Data for review:
PR #3332, opened 2018-09-20
Remove scipy dependency

inexxt:
The `scipy` dependency is responsible for almost a half of the Golem dependencies size (in terms of disk space - all requirements take `437M`, `scipy` - `183M`).
It appears that there is only one place, where one one-line scipy function was used.
This PR removes the dependency.

### DIFF
--- a/apps/rendering/resources/imgverifier.py
+++ b/apps/rendering/resources/imgverifier.py
@@ -4,88 +4,8 @@ import math
 
 from apps.rendering.resources.imgrepr import (ImgRepr, PILImgRepr)
 
-from golem_verificator.verifier import SubtaskVerificationState
-
-from ssim import compute_ssim
 
 logger = logging.getLogger("apps.rendering")
-
-
-class ImgStatistics(object):
-    def __init__(self, base_img: ImgRepr, img: ImgRepr):
-        if base_img.get_size() != img.get_size():
-            raise ValueError('base_img and img are of different sizes.')
-
-        self.img = img
-        self.ssim = compute_ssim(base_img.to_pil(), self.img.to_pil())
-        self.mse, self.norm_mse = \
-            self._calculate_color_normalized_mse(base_img, self.img)
-        self.mse_bw, norm_mse_bw = \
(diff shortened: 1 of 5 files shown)


maaktweluit (changes requested):
LGTM! nice cleanup!

There are 2 locations left in the project mentioning scipy:

https://github.com/golemfactory/golem/blob/develop/scripts/pyinstaller/hooks/hook-scipy.py

https://github.com/golemfactory/golem/blob/f567285f189285b04f4a5cd0bfe4eb2b2c6fc441/apps/rendering/resources/images/requirements.txt

I think the first one needs to be deleted, the second one is only for inside the docker images ( i think )

Will approve on reply!

maaktweluit:
When testing this branch i noticed `scipy` is still installed:
```
(.venv) ➜  golem git:(remove_scipy_dep) ✗ pip freeze | grep scipy
scipy==1.1.0
```

checking the pip dependency tree it shows:
```
pyssim==0.4
...
  - scipy [required: Any, installed: 1.1.0]
```

This change does not make much sense if we still keep the dependency indirectly, `pyssim` is only used in 1 place, maybe this can also be moved to the verification docker image an removed here.

inexxt:
Right, I haven't spotted the `pyssim` dependency. But it seems that it is only used in docker and in `imgverifier.py` - which I think is dead code (no unit tests break, I am able to act both as a provider and requestor after deleting this code).
But it would be better if @badb confirmed that.

mfranciszkiewicz:
`pyssim` is also a dependency in https://github.com/golemfactory/golem-verificator but doesn't seem to be required there either.

inexxt:
In `golem-verificator`, it is used in `lux_verifier.py`. So it seems that it is actually not possible to drop `scipy`, without dropping support for lux verification.

mfranciszkiewicz:
You're right, my bad.

maaktweluit:
Maybe this PR can continue after #3382 is merged

maaktweluit:
Merged in #3401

Problem: Pull out all lines in the data above that include "only".

Output of the exercise:
It appears that there is only one place, where one one-line scipy function was used.
I think the first one needs to be deleted, the second one is only for inside the docker images ( i think )
This change does not make much sense if we still keep the dependency indirectly, `pyssim` is only used in 1 place, maybe this can also be moved to the verification docker image an removed here.
Right, I haven't spotted the `pyssim` dependency. But it seems that it is only used in docker and in `imgverifier.py` - which I think is dead code (no unit tests break, I am able to act both as a provider and requestor after deleting this code).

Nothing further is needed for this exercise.